What is needed:
Every line of the data must be retyped exactly as it stands.

Collected data:
PR #1265, opened 2018-09-21
#1028 resolves focus name field on opening new container sub-panel

### LINKED ISSUE #1028: Focus name field on opening New Container sub-panel
In the sub-panel that appears on hitting the "+" (Create New Container) button: 
 * The `Name` field should be automatically focused
 * The default `Container #xx` text in that field should be selected so that typing removes it. (Alternative solution: Have no default text. I don't know why anyone would use the `Container #xx` scheme when naming containers, but maybe there's a reason for it?)

This is a continual "missing stair" issue for me: every time I create a new container, I start typing because I expect that field to be focused. I'm assuming that I'm not the only person this happens to.

ShivangiKakkar:
### AFTER:
webp net-gifmaker 2

### DESCRIPTION:
- Following the thread of the issue, I found the discussion is absolutely correct about the `focus()`

- After searching for hours the reason I found was interesting and weird; The solution was to "pause" the JavaScript execution to let the rendering threads catch up. And this is the effect that `setTimeout()` with a timeout of 0 does. For better understanding, you can refer this link [here](https://stackoverflow.com/questions/779379/why-is-settimeoutfn-0-sometimes-useful)
- For even better understanding, answer your curiosity by watching [this](https://www.youtube.com/watch?v=8aGhZQkoFbQ) 😄.
- The `select()` and `focus()` both work fine but `focus()` seems to be hidden by the input box-shadow.

### DIFF
--- a/src/js/popup.js
+++ b/src/js/popup.js
@@ -1001,6 +1001,12 @@ Logic.registerPanel(P_CONTAINER_EDIT, {
 
     document.querySelector("#edit-container-panel-name-input").value = identity.name || "";
     document.querySelector("#edit-container-panel-usercontext-input").value = userContextId || NEW_CONTAINER_ID;
+    const containerName = document.querySelector("#edit-container-panel-name-input");
+    setTimeout(function()
+    { 
+      containerName.focus(); 
+      containerName.select();  
+    }, 0);
     [...document.querySelectorAll("[name='container-color']")].forEach(colorInput => {
       colorInput.checked = colorInput.value === identity.color;
     });
@@ -1015,7 +1021,6 @@ Logic.registerPanel(P_CONTAINER_EDIT, {
 
 // P_CONTAINER_DELETE: Delete a container.
 // ----------------------------------------------------------------------------
-
 Logic.registerPanel(P_CONTAINER_DELETE, {
   panelSelector: "#delete-container-panel",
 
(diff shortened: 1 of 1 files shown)


ShivangiKakkar:
@groovecoder Hope this works fine, Please review. :)

ShivangiKakkar:
@groovecoder I faced a problem of randomly failing tests while testing. I hope it is solved [here](https://github.com/mozilla/multi-account-containers/pull/1190). :)

jonathanKingston:
Does https://developer.mozilla.org/en-US/docs/Web/API/window/requestAnimationFrame fix the problem also? My understanding is it should and it explains better to what the intent is here.

If not it should probably have a code comment why this is here. I understand about the event loop but haven't really checked why it's needed here.

ShivangiKakkar:
@jonathanKingston Umm, I really didn't check that. I'll try and look into the API you pointed and let you know if it solves our issue here.  🙂
I just googled up and found a thread where using event loop solved a similar problem, tried it and I found it too work fine. Yes now that I think if its really needed here, I am not sure. 😅
Need some time to dig more into the issue.
Thanks!

ShivangiKakkar:
@jonathanKingston Yes! you were right `requestAnimationFrame()` seems to work fine. Please review.

ShivangiKakkar:
> Does https://developer.mozilla.org/en-US/docs/Web/API/window/requestAnimationFrame fix the problem also? My understanding is it should and it explains better to what the intent is here.
> 
> If not it should probably have a code comment why this is here. I understand about the event loop but haven't really checked why it's needed here.

@jonathanKingston Yes! you were right `requestAnimationFrame()` seems to work fine. Thanks :)

ShivangiKakkar:
@jonathanKingston Thanks for guiding me :)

Response to this exercise:
PR #1265, opened 2018-09-21
#1028 resolves focus name field on opening new container sub-panel

### LINKED ISSUE #1028: Focus name field on opening New Container sub-panel
In the sub-panel that appears on hitting the "+" (Create New Container) button: 
 * The `Name` field should be automatically focused
 * The default `Container #xx` text in that field should be selected so that typing removes it. (Alternative solution: Have no default text. I don't know why anyone would use the `Container #xx` scheme when naming containers, but maybe there's a reason for it?)

This is a continual "missing stair" issue for me: every time I create a new container, I start typing because I expect that field to be focused. I'm assuming that I'm not the only person this happens to.

ShivangiKakkar:
### AFTER:
webp net-gifmaker 2

### DESCRIPTION:
- Following the thread of the issue, I found the discussion is absolutely correct about the `focus()`

- After searching for hours the reason I found was interesting and weird; The solution was to "pause" the JavaScript execution to let the rendering threads catch up. And this is the effect that `setTimeout()` with a timeout of 0 does. For better understanding, you can refer this link [here](https://stackoverflow.com/questions/779379/why-is-settimeoutfn-0-sometimes-useful)
- For even better understanding, answer your curiosity by watching [this](https://www.youtube.com/watch?v=8aGhZQkoFbQ) 😄.
- The `select()` and `focus()` both work fine but `focus()` seems to be hidden by the input box-shadow.

### DIFF
--- a/src/js/popup.js
+++ b/src/js/popup.js
@@ -1001,6 +1001,12 @@ Logic.registerPanel(P_CONTAINER_EDIT, {
 
     document.querySelector("#edit-container-panel-name-input").value = identity.name || "";
     document.querySelector("#edit-container-panel-usercontext-input").value = userContextId || NEW_CONTAINER_ID;
+    const containerName = document.querySelector("#edit-container-panel-name-input");
+    setTimeout(function()
+    { 
+      containerName.focus(); 
+      containerName.select();  
+    }, 0);
     [...document.querySelectorAll("[name='container-color']")].forEach(colorInput => {
       colorInput.checked = colorInput.value === identity.color;
     });
@@ -1015,7 +1021,6 @@ Logic.registerPanel(P_CONTAINER_EDIT, {
 
 // P_CONTAINER_DELETE: Delete a container.
 // ----------------------------------------------------------------------------
-
 Logic.registerPanel(P_CONTAINER_DELETE, {
   panelSelector: "#delete-container-panel",
 
(diff shortened: 1 of 1 files shown)


ShivangiKakkar:
@groovecoder Hope this works fine, Please review. :)

ShivangiKakkar:
@groovecoder I faced a problem of randomly failing tests while testing. I hope it is solved [here](https://github.com/mozilla/multi-account-containers/pull/1190). :)

jonathanKingston:
Does https://developer.mozilla.org/en-US/docs/Web/API/window/requestAnimationFrame fix the problem also? My understanding is it should and it explains better to what the intent is here.

If not it should probably have a code comment why this is here. I understand about the event loop but haven't really checked why it's needed here.

ShivangiKakkar:
@jonathanKingston Umm, I really didn't check that. I'll try and look into the API you pointed and let you know if it solves our issue here.  🙂
I just googled up and found a thread where using event loop solved a similar problem, tried it and I found it too work fine. Yes now that I think if its really needed here, I am not sure. 😅
Need some time to dig more into the issue.
Thanks!

ShivangiKakkar:
@jonathanKingston Yes! you were right `requestAnimationFrame()` seems to work fine. Please review.

ShivangiKakkar:
> Does https://developer.mozilla.org/en-US/docs/Web/API/window/requestAnimationFrame fix the problem also? My understanding is it should and it explains better to what the intent is here.
> 
> If not it should probably have a code comment why this is here. I understand about the event loop but haven't really checked why it's needed here.

@jonathanKingston Yes! you were right `requestAnimationFrame()` seems to work fine. Thanks :)

ShivangiKakkar:
@jonathanKingston Thanks for guiding me :)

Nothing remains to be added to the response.